I have a very generic question about applied statistics.
Suppose, to make things simple, we have a biased coin with probability $p$ of landing heads. We want to determine if our coin is truly fair - that is, if $p=1/2$.
We can do this by flipping the coin several times, generating a sequence such as $$0,0,1,0,0,1,1,0,1,0,1,1,1,1,0$$ for example. Now we must determine if that sequence of numbers is "random".
Typically statistical testing for randomness involves so-called "suites" or "batteries" which consist of several tests put together. For example, random.org list $15$ different tests on this page which are used to confirm the randomness of its number generator.
My first question is: how on earth do they justify the use of all these tests simultaneously? Surely the $15$ tests are all interdependently correlated in a way that is hopelessly complicated? I don't see how it would be possible to make sense out of such a vast array of results.

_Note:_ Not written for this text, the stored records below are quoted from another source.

PR #3700, opened 2025-07-31
Feat: context parallel v2.0

S1ro1:
Integrates CP seamlessly with previously merged `ParallelismConfig`. Builds on top of #3604 (which it supersedes) and so on.


S1ro1:
Supersedes #3604 as I can't bother with fixing git on that branch.

docs/source/concept_guides/context_parallelism.md
```diff
@@ -0,0 +1,187 @@
...
+
+
+## Accelerate's interface
+
+The context manager takes a few arguments, that are used to configure the context parallelism.
+
+- `buffers`: This is a list of tensors that are to be sharded across the sequence dimension. These tensors are usually input ids, labels and attention mask.
+- `buffer_seq_dims`: This is a list of integers, that specify the sequence dimension of the buffers, in the order of the `buffers` list.
+- `no_restore_buffers`: The implementation of context parallelism modifies the buffers in-place, converting them to `torch.distributed.tensor.Dtensor`s. After the context manager is exited, a communication kernel would need to be launched to restore the buffers to their original state (usually all-gather). This takes some time, so it is recommended to pass the same tensors as in the `buffers` argument, to avoid unnecessary communication, unless you are sure that you need to use the buffers after the context manager is exited.
+
```
SunMarc: since this is recommended to pass the same tensor, can't we change the default to that ?

docs/source/concept_guides/context_parallelism.md
```diff
@@ -0,0 +1,187 @@
...
+> [!Tip]
+> These examples were created with a script you can find [in the examples folder](https://github.com/huggingface/accelerate/blob/main/examples/fsdp2/nd_parallel.py). For instructions on how to run it, see the [README](https://github.com/huggingface/accelerate/blob/main/examples/fsdp2/README.md) in the same folder.
+
+
+## Accelerate's interface
+
+The context manager takes a few arguments, that are used to configure the context parallelism.
+
+- `buffers`: This is a list of tensors that are to be sharded across the sequence dimension. These tensors are usually input ids, labels and attention mask.
+- `buffer_seq_dims`: This is a list of integers, that specify the sequence dimension of the buffers, in the order of the `buffers` list.
```
SunMarc: can we add more details to that somewhere ? some ppl might not understand what you mean by sequence dimension of the buffers. Maybe in the example ?

examples/fsdp2/nd_parallel.py
```diff
@@ -52,17 +53,24 @@ def parse_args():
...
+    input_ids, labels = batch["input_ids"], batch["labels"]
+    with accelerator.maybe_context_parallel(
+        buffers=[input_ids, labels], buffer_seq_dims=[1, 1], no_restore_buffers={input_ids, labels}
+    ):
+        # To get the proper loss value, we need to average across devices that are participating in data parallel/context parallel training
+        loss_reduce_grp = (
+            accelerator.torch_device_mesh["dp_cp"].get_group()
+            if accelerator.parallelism_config.dp_cp_dim_names
+            else None
+        )
```
SunMarc: nice use of the device mesh

examples/fsdp2/nd_parallel.py
```diff
@@ -71,21 +79,22 @@ def train(args):
...
     # FSDP needs extra configuration, so we properly shard the model
-    if parallelism_config.dp_shard_enabled:
+    fsdp2_plugin = None
+    if parallelism_config.dp_shard_enabled or parallelism_config.cp_enabled:
         fsdp2_plugin = FullyShardedDataParallelPlugin(
             fsdp_version=2,
             auto_wrap_policy="transformer_based_wrap",
             transformer_cls_names_to_wrap=["LlamaDecoderLayer"],
+            state_dict_type="SHARDED_STATE_DICT",
+            activation_checkpointing=True,
```
SunMarc: why add that ?

src/accelerate/accelerator.py
```diff
@@ -448,6 +449,12 @@ def __init__(
 
         parallelism_config = self._setup_parallelism_config(parallelism_config, torch_tp_plugin)
 
+        # TODO: Siro - figure out a better place where this can go (needs to be above AcceleratorState init)
+        if parallelism_config and parallelism_config.cp_enabled and fsdp_plugin is None:
+            raise ValueError(
+                "`cp_enabled` is set to `True` in the `parallelism_config`, but no `fsdp_plugin` was provided. We need a `fsdp_plugin` to use `cp_enabled=True`, as we also shard the model across the device mesh to save more memory"
+            )
+
```
SunMarc: why ? Can't we put that in `_validate_accelerator` ?

src/accelerate/accelerator.py
```diff
@@ -1561,6 +1575,23 @@ def _prepare_tp(self, *args):
...
+        cp_comm_strategy = self.parallelism_config.cp_handler.cp_comm_strategy
+        set_rotate_method(cp_comm_strategy)
+
+        self._cp_context = functools.partial(context_parallel, mesh=self.torch_device_mesh["cp"])
+
+        for arg in args:
+            if not isinstance(arg, torch.nn.Module):
+                continue
+
+            attach_context_parallel_hooks(arg)
```
SunMarc:
```suggestion
        for arg in args:
            if isinstance(arg, torch.nn.Module):
                attach_context_parallel_hooks(arg)
```

src/accelerate/accelerator.py
```diff
@@ -3903,6 +3934,69 @@ def register_for_checkpointing(self, *objects):
...
+            with self._cp_context(
+                buffers=buffers, buffer_seq_dims=buffer_seq_dims, no_restore_buffers=no_restore_buffers
+            ):
+                yield
+        else:
+            if not getattr(self, "_warned_about_cp", False) and self.is_main_process:
+                logger.warning("Context parallel training is not enabled. This context manager will have no effect.")
+            # As this context manager is recreated each training step, we only warn once
+            self._warned_about_cp = True
+            yield
```
SunMarc: maybe a good time to add `warning_once` that we have in transformers ?

src/accelerate/big_modeling.py
```diff
@@ -747,3 +747,43 @@ def _attach_layerwise_casting_hooks(
             non_blocking,
             _prefix=layer_name,
         )
+
+
+def attach_context_parallel_hooks(
+    model: nn.Module,
+):
```
SunMarc: let's make this private

src/accelerate/commands/launch.py
```diff
@@ -994,6 +1039,16 @@ def _validate_launch_command(args):
...
+    # TODO: Merge into 1 if
+    if not args.use_fsdp and args.use_parallelism_config:
+        raise ValueError(
+            "You cannot use `--use_parallelism_config` without `--use_fsdp`. Please set `--use_fsdp` to True if you want to use parallelism config."
+        )
+    elif args.fsdp_version == 1 and args.use_parallelism_config:
+        raise ValueError(
+            "You cannot use `--use_parallelism_config` with FSDP version 1. Please set `--fsdp_version=2` if you want to use parallelism config."
+        )
+
```
SunMarc: todo

src/accelerate/parallelism_config.py
```diff
@@ -206,6 +210,23 @@ def _get_mesh(self) -> tuple[tuple[int, ...], tuple[str, ...]]:
...
     def __post_init__(self):
         # Basic size validation
+        if self.dp_replicate_size == 1:
+            self.dp_replicate_size = int(os.environ.get("PARALLELISM_CONFIG_DP_REPLICATE_SIZE", "1"))
+        if self.dp_shard_size == 1:
+            self.dp_shard_size = int(os.environ.get("PARALLELISM_CONFIG_DP_SHARD_SIZE", "1"))
+        if self.tp_size == 1:
+            self.tp_size = int(os.environ.get("PARALLELISM_CONFIG_TP_SIZE", "1"))
+        if self.cp_size == 1:
+            self.cp_size = int(os.environ.get("PARALLELISM_CONFIG_CP_SIZE", "1"))
```
SunMarc: For this kind of situation, it is better to set tp_size/cp_size ... to None. Then in the post init, if it is still None, we use the global var value or default to its default value. If the user explicitely created the parallelconfig with some values, we keep those.

src/accelerate/parallelism_config.py
```diff
@@ -206,6 +210,23 @@ def _get_mesh(self) -> tuple[tuple[int, ...], tuple[str, ...]]:
...
+
+        if self.tp_size > 1:
+            if self.tp_handler is None:
+                self.tp_handler = TorchTensorParallelConfig()
+
+        if self.cp_size > 1:
+            if self.cp_handler is None:
+                self.cp_handler = TorchContextParallelConfig()
```
SunMarc, line 228: yay

src/accelerate/state.py
```diff
@@ -981,7 +981,9 @@ def __init__(
                 DistributedType.MULTI_XPU,
                 DistributedType.MULTI_HPU,
             ]:
-                if os.environ.get("ACCELERATE_USE_FSDP", "false") == "true" or fsdp_plugin is not None:
+                if (os.environ.get("ACCELERATE_USE_FSDP", "false") == "true" or fsdp_plugin is not None) or (
+                    self.parallelism_config is not None and self.parallelism_config.cp_enabled
+                ):
```
SunMarc: not sure this is needed no ? in which case fsdp is not used but still we set `self.distributed_type = DistributedType.FSDP`

tests/test_dataclasses.py
```diff
@@ -73,6 +103,14 @@ def test_get_mesh(
         expected_shape,
         expected_dim_names,
     ):
+        # Skip tests based on version requirements
+        if _should_skip_cp_test(cp_size):
+            pytest.skip(f"CP tests require torch >= {BETA_CP_AVAILABLE_PYTORCH_VERSION}")
+        if _should_skip_tp_test(tp_size):
+            pytest.skip(
+                f"TP tests require torch >= {BETA_TP_AVAILABLE_PYTORCH_VERSION}, transformers available and >= {BETA_TP_AVAILABLE_TRANSFORMERS_VERSION}"
+            )
```
SunMarc: the error msg might be misleading when tp_size or cp_size == 1. same for the other tests. btw it should be fine for one of the nd size to be equal to 1 if the other is not no ? the device mesh will still be created.

SunMarc (commented):
Nice job ! Thanks for `integrating` CP using `parallelism_config` ! Left a couple of comments

docs/source/concept_guides/context_parallelism.md
S1ro1: IMO this should be `opt-in` instead of `opt-out` as by default we want to leave the buffers unchanged.

examples/fsdp2/nd_parallel.py
S1ro1: mb, was supposed to be removed, this is needed for the 128k seq-len example I was testing so I forgot it in

src/accelerate/accelerator.py
S1ro1: In AcceleratorState we already need to set stuff based on cp being enabled, we would get a default fsdp plugin out -> no way to detect if it was not passed in.

EDIT: moved this into acceleratorState (still more viable imo)

tests/test_dataclasses.py
S1ro1: This will error out (we have a check for that in post_init) if tp_size > 1 or cp_size > 1 and we're not on a required version. If either of this is not met, it's fine

src/accelerate/state.py
```diff
@@ -981,7 +981,13 @@ def __init__(
                 DistributedType.MULTI_XPU,
                 DistributedType.MULTI_HPU,
             ]:
-                if os.environ.get("ACCELERATE_USE_FSDP", "false") == "true" or fsdp_plugin is not None:
+                if self.parallelism_config and self.parallelism_config.cp_enabled and fsdp_plugin is None:
+                    raise ValueError(
+                        "`cp_size > 1` in the `parallelism_config`, but no `fsdp_plugin` was provided. We need a `fsdp_plugin` to use `cp_enabled=True`, as we also shard the model across the device mesh to save more memory"
+                    )
```
SunMarc: cc might not be optimal for downstream lib like axolotl cc @winglian

src/accelerate/accelerator.py
```diff
@@ -1497,6 +1502,9 @@ def prepare(self, *args, device_placement=None):
         if self.parallelism_config and self.parallelism_config.tp_enabled:
             args = self._prepare_tp(*args)
 
+        if self.parallelism_config and self.parallelism_config.cp_enabled:
+            args = self._prepare_cp(*args)
```
winglian, line 1560: I am worried that in Axolotl, that automatically handling this might break existing context-parallel handling we have. @djsaunde

src/accelerate/parallelism_config.py
```diff
@@ -206,6 +210,23 @@ def _get_mesh(self) -> tuple[tuple[int, ...], tuple[str, ...]]:
...
     def __post_init__(self):
         # Basic size validation
+        if self.dp_replicate_size is None:
+            self.dp_replicate_size = int(os.environ.get("PARALLELISM_CONFIG_DP_REPLICATE_SIZE", "1"))
+        if self.dp_shard_size is None:
+            self.dp_shard_size = int(os.environ.get("PARALLELISM_CONFIG_DP_SHARD_SIZE", "1"))
+        if self.tp_size is None:
+            self.tp_size = int(os.environ.get("PARALLELISM_CONFIG_TP_SIZE", "1"))
+        if self.cp_size is None:
+            self.cp_size = int(os.environ.get("PARALLELISM_CONFIG_CP_SIZE", "1"))
```
winglian, line 220: aren't most accelerate env vars prefixed with `ACCELERATE_`?

SunMarc: oh yes good catch, can you fix that @S1ro1 ?

S1ro1: Not entirely true actually, paradigm variables are prefixed with ACCELERATE (such as use_fsdp, use_deepspeed), then variables configuring the underlying implementations are prefixed with the impl name (i.e. FSDP_, MEGATRON_LM_) etc. Such as [here](https://github.com/huggingface/accelerate/blob/cb343c63d7736baf082739393e52c9c1edcdf676/src/accelerate/utils/dataclasses.py#L1764C9-L1768C1) or [here](https://github.com/huggingface/accelerate/blob/cb343c63d7736baf082739393e52c9c1edcdf676/src/accelerate/utils/dataclasses.py#L2433C5-L2436C74)

Afaik only DeepSpeed is special and prefixes with ACCELERATE_DEEPSPEED_ making the env variables insanely long

src/accelerate/big_modeling.py
```diff
@@ -747,3 +747,43 @@ def _attach_layerwise_casting_hooks(
...
+def _attach_context_parallel_hooks(
+    model: nn.Module,
+):
+    """
+    Monkeypatch huggingface's `transformers` model to fix attention mask issues when using context parallelism.
+
+    This function attaches forward_pre_hooks to each self_attn module of the model, where each hook checks the
+    args/kwargs, if they contain an attention mask, if it does, it will remove this mask, check if it is a causal mask,
+    if yes, will add a kwarg `is_causal=True`, otherwise will raise an error. This is because context parallelism does
+    not support attention masks. This function modifies the model in place.
```
djsaunde, line 761: Nice, I was wondering how to handle this myself.

djsaunde: Oh, I see you don't actually check whether the mask is causal yet.

S1ro1: yes we should do that eventually, will revisit, currently we only warn in docs.

src/accelerate/accelerator.py
djsaunde: Yeah, I think it will. `ring-flash-attn` (what we use) supports non-causal masks so e.g. the mask deletion / replacement with `causal=True` is not good for us. We could patch over this maybe? I like the way pre-hooks are handled here in the accelerator, so we could swap to that vs. our context manager.

S1ro1: You can probably just delete the hook? It's gonna be the first one always, as I use `prepend=True` so should be pretty simple! The hook is the only thing we add for cp to work, then you only would need to use the context manager (which you won't)

src/accelerate/state.py
winglian: yeah, we definitely support CP without FSDP, so this would break that feature. Maybe some other sort of explicit setting that a user is enabling accelerate to handle CP for them? @djsaunde

src/accelerate/utils/launch.py
```diff
@@ -347,6 +347,20 @@ def prepare_multi_gpu_env(args: argparse.Namespace) -> dict[str, str]:
     current_env["OMP_NUM_THREADS"] = str(args.num_cpu_threads_per_process)
     if args.enable_cpu_affinity:
         current_env["ACCELERATE_CPU_AFFINITY"] = "1"
+
+    if not args.use_parallelism_config:
+        return current_env
+
+    prefix = "PARALLELISM_CONFIG_"
```
winglian, line 356:
```suggestion
    prefix = "ACCELERATE_PARALLELISM_CONFIG_"
```
Similar to comment above about accelerate using namespaced env vars

src/accelerate/state.py
djsaunde: I'm curious why this is gated in the first place, can we not use CP in accelerate sans FSDP? They should be independent.

S1ro1: > I'm curious why this is gated in the first place, can we not use CP in accelerate sans FSDP? They should be independent.

They are (of sorts) but FSDP is a free lunch with CP, so imo it should be the default. While we're computing the ring-attention we can prefetch next fsdp_layer for free, giving us 1/cp_size*fsdp_size savings in model/optimizer/grads. I have some profiling for this in the concept guide.

TLDR: it can be independent, but there's (almost) no world where it's worth to not do FSDP on top.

Secondly, and more importantly: let's say we are free to choose any statistical test we want (we can even make one up), after the sequence of coin flips has been generated. Is it always possible to cook up some unsavory mess of a function which returns $p$-values arbitrarily low? That is, can we fabricate a statistic such that its attaining the value for the given event of coin flips has (assuming randomness) probability smaller than any $\epsilon>0$ that is given?

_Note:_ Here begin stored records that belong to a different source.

PR #3701, opened 2025-08-01
[WIP] Async checkpointing

S1ro1:
Very much WIP, overrides bunch of stuff I'm not sure that is stable to do. 
TODO: discuss if we want to do a bit different approach (and more easily maintainable)

### DIFF
--- a/src/accelerate/dist_checkpointing.py
+++ b/src/accelerate/dist_checkpointing.py
@@ -1,0 +1,182 @@
+# Copyright 2025 The HuggingFace Team. All rights reserved.
+#
+# Licensed under the Apache License, Version 2.0 (the "License");
+# you may not use this file except in compliance with the License.
+# You may obtain a copy of the License at
+#
+#     http://www.apache.org/licenses/LICENSE-2.0
+#
+# Unless required by applicable law or agreed to in writing, software
+# distributed under the License is distributed on an "AS IS" BASIS,
+# WITHOUT WARRANTIES OR CONDITIONS OF ANY KIND, either express or implied.
+# See the License for the specific language governing permissions and
+# limitations under the License.import queue
+
+import dataclasses
+import os
+import pickle
+import queue
+from io import UnsupportedOperation
+from pathlib import Path
+from typing import TYPE_CHECKING, cast
+
+import torch
+import torch.distributed.checkpoint as dcp
+import torch.distributed.checkpoint.state_dict as dcs
+from torch.distributed.checkpoint.filesystem import (
+    FileSystemWriter,
+    SavePlan,
+    SavePlanner,
+    _generate_uuid,
+    _split_by_size_and_type,
+)
+from torch.distributed.checkpoint.metadata import Metadata, MetadataIndex, StorageMeta
+from torch.distributed.checkpoint.storage import WriteResult
+
+
+if TYPE_CHECKING:
+    from accelerate import Accelerator
+
+
+class AccelerateStorageWriter(FileSystemWriter):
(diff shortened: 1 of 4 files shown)


src/accelerate/dist_checkpointing.py
```diff
@@ -0,0 +1,182 @@
...
+)
+from torch.distributed.checkpoint.metadata import Metadata, MetadataIndex, StorageMeta
+from torch.distributed.checkpoint.storage import WriteResult
+
+
+if TYPE_CHECKING:
+    from accelerate import Accelerator
+
+
+class AccelerateStorageWriter(FileSystemWriter):
```
S1ro1, line 41: This class is the issue: I'm overriding quite interesting stuff from Pytorch that idk if I should (asked on their slack if it's safe). If we don't have this, we can't save optimizer into 1 directory and model into another, which we currently do

src/accelerate/dist_checkpointing.py
```diff
@@ -0,0 +1,182 @@
...
+                    )
+                )
+
+            return tuple(result)
+
+        model_metadata, optim_metadata = _split_metadata(metadata)
+        model_storage_md, optim_storage_md = {}, {}
+        for wr_list in results:
+            for wr in wr_list:
+                new_index = dataclasses.asdict(wr.index)
```
S1ro1, line 114: `WriteResult` dataclass is frozen (which tells a lot about what kind of war crimes I do here), so we have to use some fancy python things to avoid that.

src/accelerate/dist_checkpointing.py
```diff
@@ -0,0 +1,182 @@
...
+        except TypeError:
+            pass
+
+        def _split_metadata(
+            metadata: Metadata,
+        ) -> tuple[Metadata, Metadata]:
+            result = []
+            for to_get in ["model", "optim"]:
+                result.append(
+                    Metadata(
```
S1ro1, line 96: By default DCP thinks we're saving an object called "state" into 1 directory, which we're not. We're saving "optimizer" into 1 subdirectory and "model" into another. That's why we have to update the metadata (remove the "state" prefix and split it into 2)

src/accelerate/dist_checkpointing.py
```diff
@@ -0,0 +1,182 @@
...
+                        os.sync()
+
+            metadata_path = self.fs.concat_path(final_path, ".metadata")
+            if self.fs.exists(metadata_path):
+                self.fs.rm_file(metadata_path)
+
+            self.fs.rename(tmp_path, metadata_path)
+
+
+def save_model_and_optimizer(
```
S1ro1, line 155: This is the only "public" api that we expose, not even. We only use this internally in `accelerator.save_state`.

S1ro1:
bump

romitjain:
Hi @S1ro1, I am eagerly waiting for this to be merged. Any idea of how much time it might take?
Is there any help that I can provide (tests/dev)?

Also, a side question, looking at the PR, it seems like it doesn't support `safetensor` serialization. Are there plans to support it, or are you open to contributions for that?

Thanks

romitjain:
@S1ro1 Just a gentle reminder. Let me know if you'd like me to take a stab at any pending changes, and you can review?
Thanks

romitjain:
cc: @SunMarc

SunMarc:
@S1ro1 is not working at HF anymore, so feel free to take over his PR if you want @romitjain !

romitjain:
Sure @SunMarc.
Let me get back on this next week

bhack:
What is the status of this?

If so, what does this say about the objectivity of statistical testing. There are many different statistics which could be measured for a sequence of coin flips. Some of these, undoubtedly, will return very unlikely results. Humans are free to choose both which tests to use and what $p$-values to reject at - does this have implications for the practice of statistics? How can we measure the "randomness" of that sequences in an objective fashion, without incorporating human bias?

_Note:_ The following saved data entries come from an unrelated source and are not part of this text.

Issue #3702, opened 2025-08-01
[ Enhancement] Getter methods for parallel ranks (TP/DP/CP) to Accelerator class


WoosungMyung:
Hello,

Thanks for the amazing works for enabling parallelism easily in huggingface for users!
I would like to suggest getter methods to the accelerator class that return the parallelism rank (DP,TP,CP).

### Suggest
Added the following methods to the `Accelerator` class:
- `get_tensor_parallel_rank(self) -> int`
- `get_data_parallel_rank(self) -> int`
- `get_context_parallel_rank(self) -> int`

Each method will be implemented using parallelism_config, and torch_device_mesh. 
If the parallelism is not enabled, the method returns 0.

### Motivation
Currently, `Accelerate` provides access to the parallelism configuration and the device mesh, but does not have simple method to directly retrieve the rank of each parallel dimension. ( Although it is possible, not simple)

By adding these lightweight getter methods, we improve usability for developers and researchers working with hybrid parallelism (e.g., FSDP + TP or HSDP + TP/CP).

I'd be happy to submit a PR if this is aligned with your thoughts.

S1ro1:
@WoosungMyung First of all thank you for the nice words regarding our parallelism work 🤗 Implementing such methods would surely be helpful and wanted. If you want to create a PR, I'd be happy to review! Thank you. 

Small note, I think the methods should return -1/None if not enabled as 0 is a valid rank which could make validation troublesome.

PR #3703, opened 2025-08-02
Add Parallelism getter property to Accelerator class

WoosungMyung:
This PR adds a @property method  for simply get parallelism rank in HF Accelerate.

Motivation:
- To make it easier to retrieve the process rank in Distributed Learning using Accelerate.

Changes:
- Added `rank` property in accelerator.py

This PR is from issue #3702 with S1ro1.
Let me know if there’s anything I should improve. 

Thanks a lot for giving opportunity for this amazing PJ!

### DIFF
--- a/src/accelerate/accelerator.py
+++ b/src/accelerate/accelerator.py
@@ -784,6 +784,34 @@ class Accelerator:
 
         return parallelism_config
 
+    @property
+    def tensor_parallel_rank(self) -> Optional[int]:
+        if self.parallelism_config and self.parallelism_config.tp_enabled:
+            return self.torch_device_mesh.get_local_rank("tp")
+        return None
+
+    @property
+    def pipeline_parallel_rank(self) -> Optional[int]:
+        raise NotImplementedError("Pipeline parallelism is currently not supported in Accelerate.")
+
+    @property
+    def context_parallel_rank(self) -> Optional[int]:
+        raise NotImplementedError("Context parallelism is currently not supported in Accelerate.")
+      
+    # Replicate based Data Parallelism (e.g. DDP)
+    @property
+    def data_parallel_rank(self) -> Optional[int]:
+        if self.parallelism_config and self.parallelism_config.dp_replicate_enabled:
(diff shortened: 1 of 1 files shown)


src/accelerate/accelerator.py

EDIT: Nobody has yet touched on the question of whether, for any given sequence of $1$'s and $0$'s a statistic can be constructed such that $P(\text{stat outcome})$ is arbitrarily small. I believe this demonstrates a negative answer:
Since there are $2^n$ possible sequences of length $n$, the statistic can take on at most $2^n$ different values over the event space. Therefore, the least possible probability would be the chance of getting that one outcome alone, which is $2^{-n}$. Therefore the $p$-value cannot be made smaller than any given $\epsilon>0$ - does this look correct?
A $p$-value is actually defined (in Statistical Inference by Casella and Berger, for instance) to be a statistic, not just a number, and it is called valid if it satisfies $$ P_\theta[p({\bf X}) \leq \alpha] \leq \alpha $$ for $\theta \in \Theta_0$. So the probability of seeing small values is genuinely low under the null hypothesis. This makes sense. If you constrain yourself to valid $p$-values then, you can't simply choose any $p$-value you like.
Also keep in mind that there is the notion of the information contained in a sample, and the degree to which a statistic preserves it.